Exercise instructions = Copy the entries out again in full.
######
PR #1250, opened 2022-08-16
L2-944: Do not allow commitments above max

lmuntaner:
# Motivation

User should not be able to commit if the amount is over the total maximum.

# Changes

* Add one more check in "validParticipation" project util.

# Tests

* Add test for new case.

### DIFF
--- a/frontend/src/lib/utils/projects.utils.ts
+++ b/frontend/src/lib/utils/projects.utils.ts
@@ -132,6 +132,13 @@ const commitmentTooLarge = ({
   summary: SnsSummary;
   amountE8s: bigint;
 }): boolean => summary.swap.init.max_participant_icp_e8s < amountE8s;
+const commitmentExceedsAmountLeft = ({
+  summary: { swap, derived },
+  amountE8s,
+}: {
+  summary: SnsSummary;
+  amountE8s: bigint;
+}): boolean => swap.init.max_icp_e8s - derived.buyer_total_icp_e8s < amountE8s;
 
 /**
  * To participate to a swap:
@@ -210,6 +217,25 @@ export const validParticipation = ({
         $commitment: formatICP({ value: totalCommitment }),
         $maxCommitment: formatICP({
           value: project.summary.swap.init.max_participant_icp_e8s,
+        }),
+      },
+    };
+  }
+  if (
+    commitmentExceedsAmountLeft({
+      summary: project.summary,
+      amountE8s: totalCommitment,
+    })
+  ) {
+    return {
+      valid: false,
+      labelKey: "error__sns.commitment_exceeds_current_allowed",
+      substitutions: {
+        $commitment: formatICP({ value: totalCommitment }),
+        $maxCommitment: formatICP({
+          value:
+            project.summary.swap.init.max_icp_e8s -
+            project.summary.derived.buyer_total_icp_e8s,
         }),
       },
     };
--- a/frontend/src/lib/utils/projects.utils.ts
+++ b/frontend/src/lib/utils/projects.utils.ts
@@ -232,7 +232,7 @@ export const validParticipation = ({
       labelKey: "error__sns.commitment_exceeds_current_allowed",
       substitutions: {
         $commitment: formatICP({ value: totalCommitment }),
-        $maxCommitment: formatICP({
+        $remainingCommitment: formatICP({
           value:
             project.summary.swap.init.max_icp_e8s -
             project.summary.derived.buyer_total_icp_e8s,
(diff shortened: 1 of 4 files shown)


lmuntaner:
UX:

Trying to increase commitment by 30 when there is only 21 left to reach maximum.

https://user-images.githubusercontent.com/4550653/184851984-4829f8d9-3dab-4f48-a302-9ee447433604.mov

lmuntaner:

frontend/src/lib/utils/projects.utils.ts
```diff
@@ -132,6 +132,13 @@ const commitmentTooLarge = ({
   summary: SnsSummary;
   amountE8s: bigint;
 }): boolean => summary.swap.init.max_participant_icp_e8s < amountE8s;
+const commitmentExceedsAmountLeft = ({
```
peterpeterparker, line 135: what you think, makes sense to add this new checks to `canUserParticipateToSwap` too?

frontend/src/lib/utils/projects.utils.ts
```diff
@@ -214,6 +221,25 @@ export const validParticipation = ({
...
+      summary: project.summary,
+      amountE8s: totalCommitment,
+    })
+  ) {
+    return {
+      valid: false,
+      labelKey: "error__sns.commitment_exceeds_current_allowed",
+      substitutions: {
+        $commitment: formatICP({ value: totalCommitment }),
+        $maxCommitment: formatICP({
```
peterpeterparker, line 235: should we rename the variable `maxCommitment` to `remainingCommitment`?

can maybe make the label easier to translate if we ever translate it

frontend/src/tests/lib/utils/projects.utils.spec.ts
```diff
@@ -454,6 +458,34 @@ describe("project-utils", () => {
...
+              max_participant_icp_e8s: maxE8s,
+            },
+          },
+        },
+      };
+      const { valid } = validParticipation({
+        project,
+        amount: ICP.fromE8s(participationE8s),
+      });
+      expect(valid).toBe(false);
```
peterpeterparker, line 487: is there also a test that checks that it returns `true` when `commitmentExceedsAmountLeft` is ok?

frontend/src/lib/utils/projects.utils.ts
lmuntaner: makes sense

frontend/src/tests/lib/utils/projects.utils.spec.ts
lmuntaner: yes, the valid participation is a participation that doesn't exceed the amount left.

frontend/src/lib/utils/projects.utils.ts
lmuntaner: no, this only happens when we have some amount that the user wants to participate with.

`canUserParticipateToSwap` doesn't have any extra amount. It's more, can the user participate with just 1ICP?

frontend/src/lib/utils/projects.utils.ts
lmuntaner: done

lmuntaner:

frontend/src/lib/utils/projects.utils.ts
peterpeterparker: thanks for the explanation. so, I was a bit confuse. can we make the name of the function more obvious or add a comment?

frontend/src/tests/lib/utils/projects.utils.spec.ts
peterpeterparker: super

frontend/src/lib/utils/projects.utils.ts
lmuntaner: There is a comment in the canUserParticipateToSwap:
```
/**
 * To participate to a swap:
 *
 * - the sale's lifecycle should be Open
 * - user commitment should not be bigger than the maximal commitment allowed per user
 * - the maximal commitment allowed per user should be defined
 */
```
Just not showed here.

Or do you mean a comment in `commitmentExceedsAmountLeft`?

peterpeterparker: i mean `commitmentExceedsAmountLeft`

lmuntaner: done

lmuntaner:

peterpeterparker (approved):
thx!

PR #1255, opened 2022-08-17
Feat: Add hotkey debug flow

lmuntaner:
# Motivation

Context: A user is the controller of a neuron. The same user adds the principal as hotkey.
Edge case: If the user then removes the hotkey, the neuron disappears.

Added a new flow in the debug store to add the user as a hotkey again.

More info here: https://forum.dfinity.org/t/8-year-locked-neuron-missing-from-neurons-tab/9619/42?u=ielashi

# Changes

* Add new LogType "ah" in the debug flow that adds the user's principal to a neuron.
* Take care of the edge case in the neuron util is "isHotKeyControllable"

# Tests

* No tests for the debug flow.
* Test for the edge case added in isHotKeyControllable


lmuntaner:

PR #1258, opened 2022-08-18
L2 939 lm add query param current selected project

lmuntaner:
# Motivation

Create a URL for sns neurons page using query params.

# Changes

# Tests


lmuntaner:
@peterpeterparker draft PR implemeting query params to select the project.

The query param is not working very nicely with the hash. It's working, but I have two issues:

* The query string is kept when navigating, even though it doesn't add anything.
* The menu items sometimes use replace (keeping the query string), sometimes not, removing the query string from the URL, but not from the routeStore. Therefore, when the user comes back to neurons it appears again.

lmuntaner:
UX video navigating:

https://user-images.githubusercontent.com/4550653/185305865-ccc47b6a-e870-4c97-a63a-1b2c46690af9.mov

lmuntaner:
CLOSING.

We will use path params `/project/:rootCanisterId/neurons` (or similar) instead of query params.

PR #1259, opened 2022-08-18
feat: voting card information reviewed and partial new layout

peterpeterparker:
# Motivation

To improve user's confidence the system data should be prioritized over the data user can input when they submit a proposal - e.g. proposal topic vs proposal title.

In addition, NNS-dapp should also display the proposal **type** which was missing so far.

Finally, the labels of the proposal meta information (topic, status, etc.) should be aligned with the dashboard.

# Changes

- review and align i18n proposal labels as those of the dashboard
- introduce proposal `type`
- add new `modern` layout to cmp `<ProposalCard />`
- review presentation of the information by giving priority on system data
- refactor few utils functions and i18n keys to make their naming closer to the Candid naming
- introduce last `gix-components`

# Screenshot

Capture d’écran 2022-08-18 à 09 06 29


frontend/src/lib/components/accounts/AccountCard.svelte
```diff
@@ -26,7 +26,7 @@
 </Card>
 
 <style lang="scss">
-  @use "../../themes/mixins/card";
+  @use "@dfinity/gix-components/styles/mixins/card";
```
lmuntaner, line 29: Not a fan that UI Frameworks expose mixins instead of components. But definitely not something to discuss in this PR.

lmuntaner (approved):
LGTM!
######
Completed exercise =
PR #1250, opened 2022-08-16
L2-944: Do not allow commitments above max

lmuntaner:
# Motivation

User should not be able to commit if the amount is over the total maximum.

# Changes

* Add one more check in "validParticipation" project util.

# Tests

* Add test for new case.

### DIFF
--- a/frontend/src/lib/utils/projects.utils.ts
+++ b/frontend/src/lib/utils/projects.utils.ts
@@ -132,6 +132,13 @@ const commitmentTooLarge = ({
   summary: SnsSummary;
   amountE8s: bigint;
 }): boolean => summary.swap.init.max_participant_icp_e8s < amountE8s;
+const commitmentExceedsAmountLeft = ({
+  summary: { swap, derived },
+  amountE8s,
+}: {
+  summary: SnsSummary;
+  amountE8s: bigint;
+}): boolean => swap.init.max_icp_e8s - derived.buyer_total_icp_e8s < amountE8s;
 
 /**
  * To participate to a swap:
@@ -210,6 +217,25 @@ export const validParticipation = ({
         $commitment: formatICP({ value: totalCommitment }),
         $maxCommitment: formatICP({
           value: project.summary.swap.init.max_participant_icp_e8s,
+        }),
+      },
+    };
+  }
+  if (
+    commitmentExceedsAmountLeft({
+      summary: project.summary,
+      amountE8s: totalCommitment,
+    })
+  ) {
+    return {
+      valid: false,
+      labelKey: "error__sns.commitment_exceeds_current_allowed",
+      substitutions: {
+        $commitment: formatICP({ value: totalCommitment }),
+        $maxCommitment: formatICP({
+          value:
+            project.summary.swap.init.max_icp_e8s -
+            project.summary.derived.buyer_total_icp_e8s,
         }),
       },
     };
--- a/frontend/src/lib/utils/projects.utils.ts
+++ b/frontend/src/lib/utils/projects.utils.ts
@@ -232,7 +232,7 @@ export const validParticipation = ({
       labelKey: "error__sns.commitment_exceeds_current_allowed",
       substitutions: {
         $commitment: formatICP({ value: totalCommitment }),
-        $maxCommitment: formatICP({
+        $remainingCommitment: formatICP({
           value:
             project.summary.swap.init.max_icp_e8s -
             project.summary.derived.buyer_total_icp_e8s,
(diff shortened: 1 of 4 files shown)


lmuntaner:
UX:

Trying to increase commitment by 30 when there is only 21 left to reach maximum.

https://user-images.githubusercontent.com/4550653/184851984-4829f8d9-3dab-4f48-a302-9ee447433604.mov

lmuntaner:

frontend/src/lib/utils/projects.utils.ts
```diff
@@ -132,6 +132,13 @@ const commitmentTooLarge = ({
   summary: SnsSummary;
   amountE8s: bigint;
 }): boolean => summary.swap.init.max_participant_icp_e8s < amountE8s;
+const commitmentExceedsAmountLeft = ({
```
peterpeterparker, line 135: what you think, makes sense to add this new checks to `canUserParticipateToSwap` too?

frontend/src/lib/utils/projects.utils.ts
```diff
@@ -214,6 +221,25 @@ export const validParticipation = ({
...
+      summary: project.summary,
+      amountE8s: totalCommitment,
+    })
+  ) {
+    return {
+      valid: false,
+      labelKey: "error__sns.commitment_exceeds_current_allowed",
+      substitutions: {
+        $commitment: formatICP({ value: totalCommitment }),
+        $maxCommitment: formatICP({
```
peterpeterparker, line 235: should we rename the variable `maxCommitment` to `remainingCommitment`?

can maybe make the label easier to translate if we ever translate it

frontend/src/tests/lib/utils/projects.utils.spec.ts
```diff
@@ -454,6 +458,34 @@ describe("project-utils", () => {
...
+              max_participant_icp_e8s: maxE8s,
+            },
+          },
+        },
+      };
+      const { valid } = validParticipation({
+        project,
+        amount: ICP.fromE8s(participationE8s),
+      });
+      expect(valid).toBe(false);
```
peterpeterparker, line 487: is there also a test that checks that it returns `true` when `commitmentExceedsAmountLeft` is ok?

frontend/src/lib/utils/projects.utils.ts
lmuntaner: makes sense

frontend/src/tests/lib/utils/projects.utils.spec.ts
lmuntaner: yes, the valid participation is a participation that doesn't exceed the amount left.

frontend/src/lib/utils/projects.utils.ts
lmuntaner: no, this only happens when we have some amount that the user wants to participate with.

`canUserParticipateToSwap` doesn't have any extra amount. It's more, can the user participate with just 1ICP?

frontend/src/lib/utils/projects.utils.ts
lmuntaner: done

lmuntaner:

frontend/src/lib/utils/projects.utils.ts
peterpeterparker: thanks for the explanation. so, I was a bit confuse. can we make the name of the function more obvious or add a comment?

frontend/src/tests/lib/utils/projects.utils.spec.ts
peterpeterparker: super

frontend/src/lib/utils/projects.utils.ts
lmuntaner: There is a comment in the canUserParticipateToSwap:
```
/**
 * To participate to a swap:
 *
 * - the sale's lifecycle should be Open
 * - user commitment should not be bigger than the maximal commitment allowed per user
 * - the maximal commitment allowed per user should be defined
 */
```
Just not showed here.

Or do you mean a comment in `commitmentExceedsAmountLeft`?

peterpeterparker: i mean `commitmentExceedsAmountLeft`

lmuntaner: done

lmuntaner:

peterpeterparker (approved):
thx!

PR #1255, opened 2022-08-17
Feat: Add hotkey debug flow

lmuntaner:
# Motivation

Context: A user is the controller of a neuron. The same user adds the principal as hotkey.
Edge case: If the user then removes the hotkey, the neuron disappears.

Added a new flow in the debug store to add the user as a hotkey again.

More info here: https://forum.dfinity.org/t/8-year-locked-neuron-missing-from-neurons-tab/9619/42?u=ielashi

# Changes

* Add new LogType "ah" in the debug flow that adds the user's principal to a neuron.
* Take care of the edge case in the neuron util is "isHotKeyControllable"

# Tests

* No tests for the debug flow.
* Test for the edge case added in isHotKeyControllable


lmuntaner:

PR #1258, opened 2022-08-18
L2 939 lm add query param current selected project

lmuntaner:
# Motivation

Create a URL for sns neurons page using query params.

# Changes

# Tests


lmuntaner:
@peterpeterparker draft PR implemeting query params to select the project.

The query param is not working very nicely with the hash. It's working, but I have two issues:

* The query string is kept when navigating, even though it doesn't add anything.
* The menu items sometimes use replace (keeping the query string), sometimes not, removing the query string from the URL, but not from the routeStore. Therefore, when the user comes back to neurons it appears again.

lmuntaner:
UX video navigating:

https://user-images.githubusercontent.com/4550653/185305865-ccc47b6a-e870-4c97-a63a-1b2c46690af9.mov

lmuntaner:
CLOSING.

We will use path params `/project/:rootCanisterId/neurons` (or similar) instead of query params.

PR #1259, opened 2022-08-18
feat: voting card information reviewed and partial new layout

peterpeterparker:
# Motivation

To improve user's confidence the system data should be prioritized over the data user can input when they submit a proposal - e.g. proposal topic vs proposal title.

In addition, NNS-dapp should also display the proposal **type** which was missing so far.

Finally, the labels of the proposal meta information (topic, status, etc.) should be aligned with the dashboard.

# Changes

- review and align i18n proposal labels as those of the dashboard
- introduce proposal `type`
- add new `modern` layout to cmp `<ProposalCard />`
- review presentation of the information by giving priority on system data
- refactor few utils functions and i18n keys to make their naming closer to the Candid naming
- introduce last `gix-components`

# Screenshot

Capture d’écran 2022-08-18 à 09 06 29


frontend/src/lib/components/accounts/AccountCard.svelte
```diff
@@ -26,7 +26,7 @@
 </Card>
 
 <style lang="scss">
-  @use "../../themes/mixins/card";
+  @use "@dfinity/gix-components/styles/mixins/card";
```
lmuntaner, line 29: Not a fan that UI Frameworks expose mixins instead of components. But definitely not something to discuss in this PR.

lmuntaner (approved):
LGTM!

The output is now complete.